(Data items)
================
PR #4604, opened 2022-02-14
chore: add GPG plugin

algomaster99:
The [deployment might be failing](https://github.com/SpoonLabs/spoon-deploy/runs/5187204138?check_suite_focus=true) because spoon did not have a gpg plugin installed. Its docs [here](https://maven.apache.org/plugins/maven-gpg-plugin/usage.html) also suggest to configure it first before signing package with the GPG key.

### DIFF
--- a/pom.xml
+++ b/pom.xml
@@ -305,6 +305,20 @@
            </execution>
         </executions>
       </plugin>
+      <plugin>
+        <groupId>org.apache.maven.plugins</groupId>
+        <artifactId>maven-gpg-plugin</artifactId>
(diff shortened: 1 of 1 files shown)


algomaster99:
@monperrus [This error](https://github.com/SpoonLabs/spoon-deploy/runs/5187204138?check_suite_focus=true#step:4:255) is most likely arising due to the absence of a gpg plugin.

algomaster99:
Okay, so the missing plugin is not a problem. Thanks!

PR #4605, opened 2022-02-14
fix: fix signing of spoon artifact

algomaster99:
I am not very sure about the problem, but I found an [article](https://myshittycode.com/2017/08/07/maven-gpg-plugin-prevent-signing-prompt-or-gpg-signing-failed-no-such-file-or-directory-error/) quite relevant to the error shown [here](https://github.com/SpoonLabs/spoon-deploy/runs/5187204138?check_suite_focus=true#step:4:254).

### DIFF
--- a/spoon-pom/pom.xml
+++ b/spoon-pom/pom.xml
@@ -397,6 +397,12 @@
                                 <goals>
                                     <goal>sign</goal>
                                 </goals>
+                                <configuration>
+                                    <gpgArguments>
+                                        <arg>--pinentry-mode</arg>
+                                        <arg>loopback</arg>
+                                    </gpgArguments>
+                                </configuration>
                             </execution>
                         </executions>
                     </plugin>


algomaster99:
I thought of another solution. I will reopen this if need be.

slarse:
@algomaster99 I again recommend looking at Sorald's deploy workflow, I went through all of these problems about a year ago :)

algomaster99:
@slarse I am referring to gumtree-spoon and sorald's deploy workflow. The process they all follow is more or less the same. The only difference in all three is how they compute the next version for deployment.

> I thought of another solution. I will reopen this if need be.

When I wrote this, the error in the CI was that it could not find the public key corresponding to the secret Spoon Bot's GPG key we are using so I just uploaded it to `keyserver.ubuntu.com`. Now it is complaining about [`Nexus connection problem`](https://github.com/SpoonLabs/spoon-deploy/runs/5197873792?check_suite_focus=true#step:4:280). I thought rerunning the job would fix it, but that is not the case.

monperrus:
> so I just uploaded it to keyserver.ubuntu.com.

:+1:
================
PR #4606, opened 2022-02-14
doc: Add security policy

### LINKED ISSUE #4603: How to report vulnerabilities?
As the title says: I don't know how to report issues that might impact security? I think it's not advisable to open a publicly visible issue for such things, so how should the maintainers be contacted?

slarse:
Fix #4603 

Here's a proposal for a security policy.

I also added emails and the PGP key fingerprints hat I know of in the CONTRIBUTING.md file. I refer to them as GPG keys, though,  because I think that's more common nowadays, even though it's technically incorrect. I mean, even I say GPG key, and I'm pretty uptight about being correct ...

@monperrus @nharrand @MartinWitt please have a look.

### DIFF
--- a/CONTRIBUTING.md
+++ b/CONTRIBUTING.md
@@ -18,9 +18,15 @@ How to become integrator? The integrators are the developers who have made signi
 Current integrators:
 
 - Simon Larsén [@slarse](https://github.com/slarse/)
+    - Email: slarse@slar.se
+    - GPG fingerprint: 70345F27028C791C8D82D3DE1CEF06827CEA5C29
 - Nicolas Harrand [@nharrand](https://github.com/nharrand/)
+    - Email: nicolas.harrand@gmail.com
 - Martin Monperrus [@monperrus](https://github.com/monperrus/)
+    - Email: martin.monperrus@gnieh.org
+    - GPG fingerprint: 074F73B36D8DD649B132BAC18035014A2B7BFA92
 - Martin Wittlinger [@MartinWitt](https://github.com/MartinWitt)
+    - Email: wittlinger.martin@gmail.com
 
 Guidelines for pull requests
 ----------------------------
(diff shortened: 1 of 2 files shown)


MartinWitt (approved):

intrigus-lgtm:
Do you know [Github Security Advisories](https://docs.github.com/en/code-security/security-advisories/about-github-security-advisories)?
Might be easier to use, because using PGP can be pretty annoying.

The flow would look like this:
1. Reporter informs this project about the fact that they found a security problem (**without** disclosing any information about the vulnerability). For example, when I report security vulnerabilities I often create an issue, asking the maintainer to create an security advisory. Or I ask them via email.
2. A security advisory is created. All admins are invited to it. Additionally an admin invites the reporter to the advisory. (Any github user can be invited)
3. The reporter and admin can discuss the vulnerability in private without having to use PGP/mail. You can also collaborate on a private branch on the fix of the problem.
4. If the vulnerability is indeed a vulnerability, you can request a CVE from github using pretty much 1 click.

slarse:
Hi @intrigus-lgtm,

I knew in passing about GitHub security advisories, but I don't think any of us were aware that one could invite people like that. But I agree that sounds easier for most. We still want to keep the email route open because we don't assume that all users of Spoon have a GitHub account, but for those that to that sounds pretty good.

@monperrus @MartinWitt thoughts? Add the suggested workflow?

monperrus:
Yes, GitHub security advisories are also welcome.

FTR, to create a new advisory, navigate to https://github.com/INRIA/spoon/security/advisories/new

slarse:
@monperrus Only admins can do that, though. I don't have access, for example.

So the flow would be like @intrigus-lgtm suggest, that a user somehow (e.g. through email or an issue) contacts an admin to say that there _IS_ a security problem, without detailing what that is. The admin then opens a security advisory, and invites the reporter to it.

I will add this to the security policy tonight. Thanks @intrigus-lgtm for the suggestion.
================
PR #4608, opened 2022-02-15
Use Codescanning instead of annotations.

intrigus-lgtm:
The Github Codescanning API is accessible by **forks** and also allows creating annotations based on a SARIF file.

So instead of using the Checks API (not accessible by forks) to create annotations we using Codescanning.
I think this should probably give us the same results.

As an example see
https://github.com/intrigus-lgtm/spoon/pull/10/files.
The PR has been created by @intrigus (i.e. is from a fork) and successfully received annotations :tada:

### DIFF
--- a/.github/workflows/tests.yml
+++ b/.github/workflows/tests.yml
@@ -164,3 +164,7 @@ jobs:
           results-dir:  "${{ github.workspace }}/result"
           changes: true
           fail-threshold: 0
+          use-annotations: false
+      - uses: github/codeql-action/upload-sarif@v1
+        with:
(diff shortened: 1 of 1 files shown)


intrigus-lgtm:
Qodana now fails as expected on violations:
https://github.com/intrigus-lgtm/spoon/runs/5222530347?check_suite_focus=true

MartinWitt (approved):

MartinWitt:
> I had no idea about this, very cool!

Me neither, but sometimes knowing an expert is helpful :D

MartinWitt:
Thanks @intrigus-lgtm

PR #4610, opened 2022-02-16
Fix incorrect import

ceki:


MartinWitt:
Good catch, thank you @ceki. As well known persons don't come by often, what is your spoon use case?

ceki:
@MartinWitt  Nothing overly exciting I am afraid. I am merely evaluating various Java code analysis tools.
================
*Work order*.
Once you have identified the lines above that contain "Thanks", copy each of them.

*Result for this exercise*.
Okay, so the missing plugin is not a problem. Thanks!
I will add this to the security policy tonight. Thanks @intrigus-lgtm for the suggestion.
Thanks @intrigus-lgtm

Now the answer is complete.